Antioxidant drinks have no effect. If anything they produce an antioxidant spike that the body responds to by decreasing the amount of internally produced antioxidants so that the normal level is reduced and does not recover for 24 hours. So the supplements are counter productive. In any case, free radicals are necessary as they signal muscle damage has been done and repair mechanisms kick in. The balance between antioxidants and free radicals is managed by your body automatically.

The final snippet of information concerned looking at if being overweight was necessary a bad thing and whether fat loss was always something beneficial to strive for.  Fat round the bum and legs, hips generally, was not seen as particularly dangerous but round the stomach and abdomen definitely bad. BMI is still seen as a reliable measure of weight for mos normal human beings and under 25 is the recommended target. However, between 25 and 30 is OK for more elderly people, say over 65. Bearing in mind BMI is sensitive to the ratio between muscle and fat, in older people a highish BMI might be because muscle loss effects the ratio rather than just a matter of excess fat.

Finally there was advice about reheating food. Generally OK but be careful with rice because the bacteria present, although can be killed by thorough reheating, may have produce toxic spore that are immune to heat.

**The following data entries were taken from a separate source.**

PR #2195, opened 2026-08-21
[CI] Improve the docker infrastructure

sbalint98:
Currently in the CI some LLVM packages are not always installed successfully. The CI only failes after the images are built while installing AdaptiveCpp even though the apt commands for LLVM also failed in the previous step. https://github.com/AdaptiveCpp/AdaptiveCpp/actions/runs/32279703262/job/96261713479

This PR improves build process by the following:

* Fail docker image build jobs in case some components are not installed successfully
* Re try installing LLVM 5 times to account for higher possible transient network issues
* Remove the defaults from the docker image primer workflow, so that images without cuda can be also built manually
* Changes the type of the `FORCE_BUILD` parameter to boolean, I think this was the reason why the base images got re-generated with every run
* ~~Bumps the version of all used actions due to the deprecation of node20~~

### DIFF
--- a/.github/workflows/create-ci-docker/AdaptiveCpp-CI-Linux.dockerfile
+++ b/.github/workflows/create-ci-docker/AdaptiveCpp-CI-Linux.dockerfile
@@ -47,6 +47,7 @@ RUN apt-get -u update \
     && rm -rf /var/lib/apt/lists/*
 
 RUN <<EOF
+    set -e
     # skip if ROCM_VERSION empty (yeah.. Intel not ROCm .. but whatever)
     if [ -z "${ROCM_VERSION}" ]; then exit 0; fi
     wget -q https://github.com/intel/intel-graphics-compiler/releases/download/igc-1.0.16695.4/intel-igc-core_1.0.16695.4_amd64.deb
@@ -63,6 +64,7 @@ RUN <<EOF
 EOF
 
 RUN <<EOF
+    set -e
     # skip if CUDA_MAJOR_VERSION empty
     if [ -z "${CUDA_MAJOR_VERSION}" ]; then exit 0; fi
     mkdir -p /opt/cuda-${CUDA_MAJOR_VERSION}.${CUDA_MINOR_VERSION}
@@ -73,6 +75,7 @@ RUN <<EOF
 EOF
 
 RUN <<EOF
+    set -e
     # skip if ROCM_VERSION empty
     if [ -z "${ROCM_VERSION}" ]; then exit 0; fi
     wget -q -O - https://repo.radeon.com/rocm/rocm.gpg.key | apt-key add -
@@ -84,6 +87,7 @@ RUN <<EOF
 EOF
 
 RUN <<EOF
+    set -e
     wget -q https://apt.llvm.org/llvm.sh
     chmod +x llvm.sh
     ./llvm.sh ${LLVM_VERSION}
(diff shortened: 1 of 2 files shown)


.github/workflows/create-ci-docker/AdaptiveCpp-CI-Linux.dockerfile
```diff
@@ -49,49 +49,49 @@ RUN apt-get -u update \
...
-    wget -q https://github.com/intel/compute-runtime/releases/download/24.17.29377.6/intel-level-zero-gpu-dbgsym_1.3.29377.6_amd64.ddeb
-    wget -q https://github.com/intel/compute-runtime/releases/download/24.17.29377.6/intel-level-zero-gpu_1.3.29377.6_amd64.deb
-    wget -q https://github.com/intel/compute-runtime/releases/download/24.17.29377.6/intel-opencl-icd-dbgsym_24.17.29377.6_amd64.ddeb
-    wget -q https://github.com/intel/compute-runtime/releases/download/24.17.29377.6/intel-opencl-icd_24.17.29377.6_amd64.deb
-    wget -q https://github.com/intel/compute-runtime/releases/download/24.17.29377.6/libigdgmm12_22.3.19_amd64.deb
-    wget -q https://github.com/oneapi-src/level-zero/releases/download/v1.13.5/level-zero-devel_1.13.5+u22.04_amd64.deb
-    wget -q https://github.com/oneapi-src/level-zero/releases/download/v1.13.5/level-zero_1.13.5+u22.04_amd64.deb
-    dpkg -i *.deb
-    rm *.deb
+    wget -q https://github.com/intel/intel-graphics-compiler/releases/download/igc-1.0.16695.4/intel-igc-core_1.0.16695.4_amd64.deb \
```
illuhad: `set -e` ?

sbalint98:
Lets do the update of the actions in a different PR, I think this should go in to fix CI. Could you have a look, @fodinabor ?

.github/workflows/prime-docker.yml
```diff
@@ -12,13 +12,11 @@ on:
         required: true
         default: "ubuntu-22.04"
       cuda_major_version:
-        description: 'CUDA Major Version (default 11)'
```
fodinabor, line 15: The background for these defaults is that for manual priming you need to specify the versions here... and if you dont prime the right version you didnt win anything:)

.github/workflows/create-ci-docker/AdaptiveCpp-CI-Linux.dockerfile
```diff
@@ -84,9 +87,13 @@ RUN <<EOF
 EOF
 
 RUN <<EOF
+    set -e
     wget -q https://apt.llvm.org/llvm.sh
     chmod +x llvm.sh
-    ./llvm.sh ${LLVM_VERSION}
+    for i in 1 2 3 4 5; do 
+        ./llvm.sh ${LLVM_VERSION} && echo "Attempt $i failed, retrying in 15s..."
```
fodinabor, line 96: Feels wrong ^^ but I assume you're trying to counter some flakeyness...

fodinabor (approved):
Mostly looks good, the versions are the only real not.

.github/workflows/create-ci-docker/AdaptiveCpp-CI-Linux.dockerfile
sbalint98: yes, since Friday sometimes the llvm.sh just thinks that there are no repository available because some wget  times out internally. I think this is probably some issue of the github hosted runners. I don't have a better idea how to work around it.

.github/workflows/prime-docker.yml
sbalint98: Dropped this change.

Trust me, I’m a doctor web site.

 

Prostate cancer update

I’ve decided to put any posts related to my condition here rather than were they are up until now in my cycling blog which from now on I will restrict to more directly related issues. This blog will be rather more eclectic and will cover a much bigger range of topics but still including stuff on health and lifestyle. Where it seems to be appropriate I will cross-post between the two blogs or at least refer to and summarise posts on the other blog. The two posts specifically about prostate cancer on the cycling blog are Prostate Cancer posted 15th August 2014 and Active surveillance posted 29th August. One thing I forgot to mention in the last post is that, on making a firm decision to opt for the active surveillance programme I was informed by Dr. Owen that this had been the interdisciplinary group’s recommendation. This is the first time I had heard this and I must say it gave me some confidence in my decision. I guess that was the point f not letting me know earlier  – let the patient make their own mind up since there was no sure-fire way of making the right one anyway.

Having opted for the AS regime this involves a 3 monthly PSA blood test, and initial MRI scan 3 months after going on the programme and, if necessary, further biopsies if changes in the prostate and tumours warrant them. I had a blood test early December 2015 which gave a result of 8 – a little higher than the last one, 7.9, but quite a lot lower than the highest taken while I was in hospital with the ruptured kidney of round 9. So the latest test may mean something or nothing – the usual problem with PSA tests. The initial MRI scan due at the same time (part of the AS protocol I was told) never happened but after chasing this up I have it booked for 28th January. I understand from others on this programme that test time is a particularly stressful period as you dread being told the tumour is on the move and surgery, etc. is now necessary. I can feel the tension mounting already even though the scan is 3 weeks away, in fact the day before my 70th birthday.

Rectum? It certainly didn't do them any good. (Thanks to several Carry On films for this)

Ouch! An ultrasound probe is inserted into the rectum to show where the tumor is. Then a needle is inserted through the rectum into the prostate to remove tissue. Apparently 1 in 10 men find the biopsies process too painful to tolerate so it is abandoned and rearranged under a general antithetic. I was one of the 9 out of 10 lucky ones.